PAML, MEDs, and swMutSel are all able to model episodic changes of selection. In PAML and MEDS, one can specify a set of branches (the foreground branches) that are allowed to evolve with some locations characterised by \(\omega > 1\) or \(\omega _T > 1\). This would be appropriate if diversifying selection occurred on only part of the tree, or directional selection induced a burst of non-synonymous substitutions along a specific branch or clade. swMutSel attempts to detect directional selection by modeling the evolution on both sides of the shift in conditions, and seeing whether there is support for a a corresponding change in selective constraints. In swMutSel, one first assumes as a null hypothesis that there is no change of selection in the tree, so the data is fit to a single set of rate matrices of the form of Eq. 3. The tree is the divided up into different parts corresponding to different evolutionary contexts, for instance, between a virus evolving in different hosts, and the sequence data is modeled by a set of rate matrices, where each location k in each context is assigned to a different rate matrix. Each site is evaluated independently using the likelihood ratio test or parametric bootstrapping to determine if the data at that site justifies rejection of the null hypothesis of no change in selection. A change in selection is interpreted as directional selection at that location. Given the flexibility of the rate matrix of Eq. 3, the change can be either in the magnitude of selection (relaxed selection, increased selection) or the nature of the constraints (e.g., preference for hydrophylic residues changing to a preference for aromatic residues).

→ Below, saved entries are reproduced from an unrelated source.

PR #772, opened 2016-05-04
graphics: fix a problem that guest can't find the defined network

crazyAxe:
the  name of listening network in vmxml should be same as  defined network

### DIFF
--- a/libvirt/tests/src/graphics/graphics_functional.py
+++ b/libvirt/tests/src/graphics/graphics_functional.py
@@ -903,9 +903,10 @@ def setup_networks(params):
     # Setup networks
     for net_type in networks:
         if net_type == 'vnet':
+            net_name = 'virt-test-%s' % net_type
             address = params.get('vnet_address', '192.168.123.1')
             networks[net_type] = LibvirtNetwork(
-                net_type, address=address, persistent=True)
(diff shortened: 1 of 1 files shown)


libvirt/tests/src/graphics/graphics_functional.py
```diff
@@ -839,8 +839,12 @@ def generate_spice_graphic_xml(params, expected_result):
...
 
     if listen_type == 'network':
-        net_type = params.get("spice_network_type", "vnet")
-        listen = {'type': 'network', 'network': 'virt-test-%s' % net_type}
+        net_name = params.get("vnet_name")
+        if net_name:
+            listen = {'type': 'network', 'network': net_name}
+        else:
+            net_type = params.get("spice_network_type", "vnet")
+            listen = {'type': 'network', 'network': 'virt-test-%s' % net_type}
```
will-Do: Good catch :+1: 
As you already define the net_name in cfg, it's unnecessary to do this judgement. And you can set a default value when get 'vnet_name'(if you want to make it more safe, just like the 'if...else' block did):
```net_name = params.get("vnet_name", 'avocado-vt-vnet')```

Hao-Liu:
ACK

Hao-Liu:
Merging this patch. Thanks @crazyAxe @will-Do.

Comparisons with Simulated Data

The tests of PAML, MEDS, and swMutSel were performed on the results of simulations of a 500 codon length protein based on Eq. 3 as modeled in swMutSel (Tamuri et al. 2012). The majority of locations were simulated using site-specific parameters estimated for two sets of proteins, a secreted alkaliphilic lipase estA (example: embl DQ250714) and DNA binding protein (embl CAG40984). The simulations were performed with symmetric bifurcating trees of 16 and 256 taxa of the type shown in Fig. 1, where every branch was the same length d. A change in selective constraints representing directional selection occurred at a fixed fraction of sites (\(\theta\)) at the midpoint of the branch connecting one fourth of the taxa to the rest of the tree. The simulations were analyzed using the three different approaches. PAML and MEDS incorporate tree branch-length optimization procedures as part of their analysis. The swMutSel analysis used estimated branch-lengths as derived from PAML.

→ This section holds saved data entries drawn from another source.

PR #527, opened 2015-06-17
Revamp "Base Types" docs page

jeffmo:
* Switch to a list + summary format with links to more detailed descriptions for each type below.
* Adds some missing built-ins
* Adds examples for each type


jeffmo:
Since I don't know of a good way to preview this, here's a screen-shot/pdf-print of the page running locally:

flow _ named types-1

jeffmo:
I should mention and reference core.js for "all the other Lang built-ins" somewhere too, I guess

samwgoldman:
Nice! Seems like the caveats entry for mixed can be removed, since it has it's own section now.

jeffmo:
Yea, I started with that but decided to leave it in caveats since it seemed like a good "overall" caveat to be aware of (i.e. the first time you scan this doc as learning material -- before you're using it as a reference).

Actually, I suppose it wouldn't hurt to also put it in the details section for `mixed` too.

PR #531, opened 2015-06-17
Updating EventEmitter.on()

runn1ng:
on() certainly doesn't get only one argument, and doesn't need to return void

( it could be probably written as `(...args: any) => any`, but that's probably just `Function` anyway )

### DIFF
--- a/lib/node.js
+++ b/lib/node.js
@@ -429,7 +429,7 @@ declare class events$EventEmitter {
   addListener(event: string, listener: Function): events$EventEmitter;
   emit(event: string, ...args:Array<any>): boolean;
   listeners(event: string): Array<Function>;
-  on(event: string, listener: (data: any) => void): events$EventEmitter;
+  on(event: string, listener: Function): events$EventEmitter;
   once(event: string, listener: Function): events$EventEmitter;
   removeAllListeners(event?: string): events$EventEmitter;
   removeListener(event: string, listener: Function): events$EventEmitter;


runn1ng:
Also, once() and on() should have the same declaration, I guess :)

gabelevi:
The rules for callbacks are a little different. If a function `foo` takes a callback and always calls it with a single number and expects a string, the correct declaration is

```JavaScript
function foo(callback: (x: number) => string) { ... }
```

You can still do `foo(() => 'hi')`, since it's fine to pass a function more arguments than it is expected. The callback's declaration should express how `foo` will use that callback.

I'm having trouble finding a good spec for `on()`, but it did seem like it's callback will be passed some argument: https://nodejs.org/api/events.html#events_emitter_on_event_listener.

Whether the callback should return void is a good question. It is a common coding mistake to return a value and think it means something when the returned value is being ignored. However it's also a common mistake to pass more arguments to a function than it takes, and JavaScript is cool with that. So maybe in the spirit of easily using array functions we should ignore the return types. This has come up before for [List.prototype.forEach()](https://github.com/facebook/flow/blob/90eb4245c95a1a7c7a59c92cb799e21839cba911/lib/core.js#L334)

mroch:
passing a callback that expects fewer arguments is fine, but passing one that expects more arguments is not. 

the callback will receive whatever arguments are passed to `emit`:

```
emitter.on('foo', (a, b, c, d) => console.log(a + b + c + d));
emitter.emit('foo', 1, 2, 3, 4);
```

I don't think we can accurately type that so `(...args: any)` (which doesn't work right now) or `Function` seem more correct than expecting a single param.

runn1ng:
As @mroch said. Emitter listener takes whatever is passed to the emit function as arguments.

It would be nice to somehow typecheck that - somehow declare what gets passed to what emitter - but since the event itself can be an arbitrary string, I don't think it's possible (unless emitters somehow become more "first class").

runn1ng:
The return value should be void though, that's a good point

Comparison with HIV Drug Resistance Data

HIV drug resistance data was taken from (Murrell et al. 2012) which was originally tested on the MEDS method included in HyPhy. These data consist of sequences from three different proteins. The first set contains 122 protease sequences, the second contains 295 integrase sequences, and the third contains 476 reverse transcriptase sequences. Each of these datasets have an associated phylogenetic tree used in the paper with foreground branches labelled. The branch lengths of these trees have been re-estimated using the various methods, and the same foreground branches have been used for testing both the branch-site model of PAML and swMutSel.